Task data =
PR #266, opened 2018-01-24
Fix an error in the endpoint to get a scanner job

gdetrez:
This also converts the tests to integration tests.

### DIFF
--- a/tests/integration/api/test_scanners.py
+++ b/tests/integration/api/test_scanners.py
@@ -1,6 +1,6 @@
 from __future__ import absolute_import
 
-from httplib import OK, NOT_FOUND, CREATED
+from httplib import OK, NOT_FOUND
 import json
 import uuid
 
--- a/tests/integration/api/test_scanners.py
+++ b/tests/integration/api/test_scanners.py
@@ -1,6 +1,6 @@
 from __future__ import absolute_import
 
-from httplib import OK, NOT_FOUND
+from httplib import OK, NOT_FOUND, CREATED
 import json
 import uuid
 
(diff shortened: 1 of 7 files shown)


tests/integration/api/test_scanners.py
```diff
@@ -0,0 +1,75 @@
...
+    app.register_blueprint(scan_jobs_api.blueprint, url_prefix="/scan-jobs")
+    add_configs(app)
+    return app
+
+
+@pytest.fixture
+def apiclient(client):
+    class APIClient:
+        def create_scanning_job(
+            self, scannerid, name=None, duration=600, interval=300,
```
local-minimum: This might be out of scope, but it feels like the endpoint should not allow None or empty string names.

tests/integration/api/test_scanners.py
```diff
@@ -0,0 +1,75 @@
...
+        assert response.json is None
+
+    def test_has_scanjob(self, apiclient):
+        jobid = apiclient.create_scanning_job(self.SCANNERID).json['jobId']
+        with freeze_time('1985-10-26 01:20', tz_offset=0):
+            apiclient.start_scanning_job(jobid)
+        with freeze_time('1985-10-26 01:21', tz_offset=0):
+            response = apiclient.get_scanner_job(self.SCANNERID)
+        assert response.status_code == OK
+        assert response.json['identifier'] == jobid
```
local-minimum: should it not test the `name` too?

tests/integration/api/test_scanners.py
gdetrez: I think it doesn't (you wrote it, you should know :stuck_out_tongue_winking_eye:)

tests/integration/api/test_scanners.py
gdetrez: Why not I guess. Updated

Problem requirements = Give back the entire listing, line for line, exactly as it stands.

Exercise output =
PR #266, opened 2018-01-24
Fix an error in the endpoint to get a scanner job

gdetrez:
This also converts the tests to integration tests.

### DIFF
--- a/tests/integration/api/test_scanners.py
+++ b/tests/integration/api/test_scanners.py
@@ -1,6 +1,6 @@
 from __future__ import absolute_import
 
-from httplib import OK, NOT_FOUND, CREATED
+from httplib import OK, NOT_FOUND
 import json
 import uuid
 
--- a/tests/integration/api/test_scanners.py
+++ b/tests/integration/api/test_scanners.py
@@ -1,6 +1,6 @@
 from __future__ import absolute_import
 
-from httplib import OK, NOT_FOUND
+from httplib import OK, NOT_FOUND, CREATED
 import json
 import uuid
 
(diff shortened: 1 of 7 files shown)


tests/integration/api/test_scanners.py
```diff
@@ -0,0 +1,75 @@
...
+    app.register_blueprint(scan_jobs_api.blueprint, url_prefix="/scan-jobs")
+    add_configs(app)
+    return app
+
+
+@pytest.fixture
+def apiclient(client):
+    class APIClient:
+        def create_scanning_job(
+            self, scannerid, name=None, duration=600, interval=300,
```
local-minimum: This might be out of scope, but it feels like the endpoint should not allow None or empty string names.

tests/integration/api/test_scanners.py
```diff
@@ -0,0 +1,75 @@
...
+        assert response.json is None
+
+    def test_has_scanjob(self, apiclient):
+        jobid = apiclient.create_scanning_job(self.SCANNERID).json['jobId']
+        with freeze_time('1985-10-26 01:20', tz_offset=0):
+            apiclient.start_scanning_job(jobid)
+        with freeze_time('1985-10-26 01:21', tz_offset=0):
+            response = apiclient.get_scanner_job(self.SCANNERID)
+        assert response.status_code == OK
+        assert response.json['identifier'] == jobid
```
local-minimum: should it not test the `name` too?

tests/integration/api/test_scanners.py
gdetrez: I think it doesn't (you wrote it, you should know :stuck_out_tongue_winking_eye:)

tests/integration/api/test_scanners.py
gdetrez: Why not I guess. Updated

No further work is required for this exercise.